» About this task
Given the records below, set each one down again exactly as it reads.

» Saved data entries
PR #7158, opened 2026-08-10
fix: don't delete notes when deleting nodes - so restore still works

joecarver:
The implication of this is that we will end up with dangling notes that have no node, in the case where the node is deleted but not restored. Perhaps we should have a cleanup job to deal with those? Or maybe its fine to leave them.

### DIFF
--- a/apps/editor.planx.uk/src/pages/FlowEditor/components/Flow/notes/lib/repositionNotes.test.ts
+++ b/apps/editor.planx.uk/src/pages/FlowEditor/components/Flow/notes/lib/repositionNotes.test.ts
@@ -26,8 +26,8 @@ beforeEach(() => {
 });
 
 describe("repositionNotesForDeletedNodes", () => {
-  it("deletes all attached notes whose node was deleted, regardless of author", async () => {
-    let deleteIds: string[] | undefined;
+  it("leaves attached notes whose node was deleted untouched (orphaned), regardless of author", async () => {
+    let mutationCalled = false;
 
     server.use(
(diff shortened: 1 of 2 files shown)


jessicamcinchak (commented):
A couple quick thoughts on this one! 
- This "re-anchors" _attached_ notes as expected, but I definitely agree we don't want a bunch of orphaned "notes" in the database and will need some cleanup mechanism for these
  - One idea: Since we really don't allow "undos" after six months (minimal "History" is displayed), can we add a `deleted_at` timestamp column on `flow_notes_` that is null by default, populated on `DeleteFlowNotePositions`, and re-nullified if `ReanchorFlowNotePosition` is called? Then add these tables to our existing data sanitation crons to drop any rows where `deleted_at` >= 6 months ago? Is that as simple as adding a second variable to these existing mutations, or more tedious?
- Even though "attached" notes are working here, I think it's really strange to have a mix of behaviour where standalone notes can be retained even if I restore to a time _before_ I added them (as long as they aren't a parent/before of removed nodes)
  - And generally the visual language still feels a bit off here because notes are _not_ in history, but they can be [partially] restored?

So I think big open questions here are:
- Can we land on a solution that works consistently for notes attached to nodes and standalone notes?
- Can we land on a solution that doesn't lead to orphaned records in notes tables?
- Have you sense-checked any of these "what do we want/expect history, deletion, and restore to entail" questions / proposed solutions with content team? They are ultimate end users here!! (Eg are they actually fine with "hard" deletion and inability to restore and we're over-complicating this ??)

PR #7162, opened 2026-08-11
feat: parallel grouped submissions log v2

zz-hh-aa:
Reopens #7045, which was reverted in #7057 following deployment and rollback issues, description duplicated again below. 

This PR starts the grouped submissions log feature:

**db changes**

- Creates a submissions_grouped view that is similar to the submission_services_log view but only has one row per session and does not include columns such as response
- This replicates a lot of the logic from submission_services_log but I figured it was better to avoid complicated dependencies and would be better for performance to not be querying a non-materialized view
- The aggregation logic happens here--if the most recent event for any event fails, then we will show a failure; if there are no failures, show the status of the most recent event
- We might still use submission_services_log for the detailed view of events (and there is a daily_failed_submissions dependency to keep in mind, as Jess flagged!)

**Frontend changes**

- Creates GROUPED_SUBMISSIONS feature flag and duplicates certain components (eg EventsLog and Submissions -> EventsLogGrouped and SubmissionsGrouped)
    - At dev call we decided that route-level feature flagging with replicated code was probably the simplest way of feature flagging this work
- Removes 'View submission', 'Download', 'Response' and 'Resubmit' columns from submissions log (info to go into detail modal)
- Makes rows clickable
- Creates placeholder submission detail modal

Before:
image

After:
image

with modal placeholder:
image

### DIFF
--- a/apps/editor.planx.uk/src/lib/featureFlags.ts
+++ b/apps/editor.planx.uk/src/lib/featureFlags.ts
@@ -1,6 +1,7 @@
 // add/edit/remove feature flags in array below
 export const AVAILABLE_FEATURE_FLAGS = [
   "EXPLORE",
+  "GROUPED_SUBMISSIONS",
   "NOTES",
   "PATTERN_SELECT",
   "STRIPE_MIGRATION",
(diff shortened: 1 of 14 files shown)


jessicamcinchak (approved):
Per notes here https://opensystemslab.slack.com/archives/C01E3AC0C03/p1786441766967639

Let's try it!🤞🏁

» Answer to this exercise
PR #7158, opened 2026-08-10
fix: don't delete notes when deleting nodes - so restore still works

joecarver:
The implication of this is that we will end up with dangling notes that have no node, in the case where the node is deleted but not restored. Perhaps we should have a cleanup job to deal with those? Or maybe its fine to leave them.

### DIFF
--- a/apps/editor.planx.uk/src/pages/FlowEditor/components/Flow/notes/lib/repositionNotes.test.ts
+++ b/apps/editor.planx.uk/src/pages/FlowEditor/components/Flow/notes/lib/repositionNotes.test.ts
@@ -26,8 +26,8 @@ beforeEach(() => {
 });
 
 describe("repositionNotesForDeletedNodes", () => {
-  it("deletes all attached notes whose node was deleted, regardless of author", async () => {
-    let deleteIds: string[] | undefined;
+  it("leaves attached notes whose node was deleted untouched (orphaned), regardless of author", async () => {
+    let mutationCalled = false;
 
     server.use(
(diff shortened: 1 of 2 files shown)


jessicamcinchak (commented):
A couple quick thoughts on this one! 
- This "re-anchors" _attached_ notes as expected, but I definitely agree we don't want a bunch of orphaned "notes" in the database and will need some cleanup mechanism for these
  - One idea: Since we really don't allow "undos" after six months (minimal "History" is displayed), can we add a `deleted_at` timestamp column on `flow_notes_` that is null by default, populated on `DeleteFlowNotePositions`, and re-nullified if `ReanchorFlowNotePosition` is called? Then add these tables to our existing data sanitation crons to drop any rows where `deleted_at` >= 6 months ago? Is that as simple as adding a second variable to these existing mutations, or more tedious?
- Even though "attached" notes are working here, I think it's really strange to have a mix of behaviour where standalone notes can be retained even if I restore to a time _before_ I added them (as long as they aren't a parent/before of removed nodes)
  - And generally the visual language still feels a bit off here because notes are _not_ in history, but they can be [partially] restored?

So I think big open questions here are:
- Can we land on a solution that works consistently for notes attached to nodes and standalone notes?
- Can we land on a solution that doesn't lead to orphaned records in notes tables?
- Have you sense-checked any of these "what do we want/expect history, deletion, and restore to entail" questions / proposed solutions with content team? They are ultimate end users here!! (Eg are they actually fine with "hard" deletion and inability to restore and we're over-complicating this ??)

PR #7162, opened 2026-08-11
feat: parallel grouped submissions log v2

zz-hh-aa:
Reopens #7045, which was reverted in #7057 following deployment and rollback issues, description duplicated again below. 

This PR starts the grouped submissions log feature:

**db changes**

- Creates a submissions_grouped view that is similar to the submission_services_log view but only has one row per session and does not include columns such as response
- This replicates a lot of the logic from submission_services_log but I figured it was better to avoid complicated dependencies and would be better for performance to not be querying a non-materialized view
- The aggregation logic happens here--if the most recent event for any event fails, then we will show a failure; if there are no failures, show the status of the most recent event
- We might still use submission_services_log for the detailed view of events (and there is a daily_failed_submissions dependency to keep in mind, as Jess flagged!)

**Frontend changes**

- Creates GROUPED_SUBMISSIONS feature flag and duplicates certain components (eg EventsLog and Submissions -> EventsLogGrouped and SubmissionsGrouped)
    - At dev call we decided that route-level feature flagging with replicated code was probably the simplest way of feature flagging this work
- Removes 'View submission', 'Download', 'Response' and 'Resubmit' columns from submissions log (info to go into detail modal)
- Makes rows clickable
- Creates placeholder submission detail modal

Before:
image

After:
image

with modal placeholder:
image

### DIFF
--- a/apps/editor.planx.uk/src/lib/featureFlags.ts
+++ b/apps/editor.planx.uk/src/lib/featureFlags.ts
@@ -1,6 +1,7 @@
 // add/edit/remove feature flags in array below
 export const AVAILABLE_FEATURE_FLAGS = [
   "EXPLORE",
+  "GROUPED_SUBMISSIONS",
   "NOTES",
   "PATTERN_SELECT",
   "STRIPE_MIGRATION",
(diff shortened: 1 of 14 files shown)


jessicamcinchak (approved):
Per notes here https://opensystemslab.slack.com/archives/C01E3AC0C03/p1786441766967639

Let's try it!🤞🏁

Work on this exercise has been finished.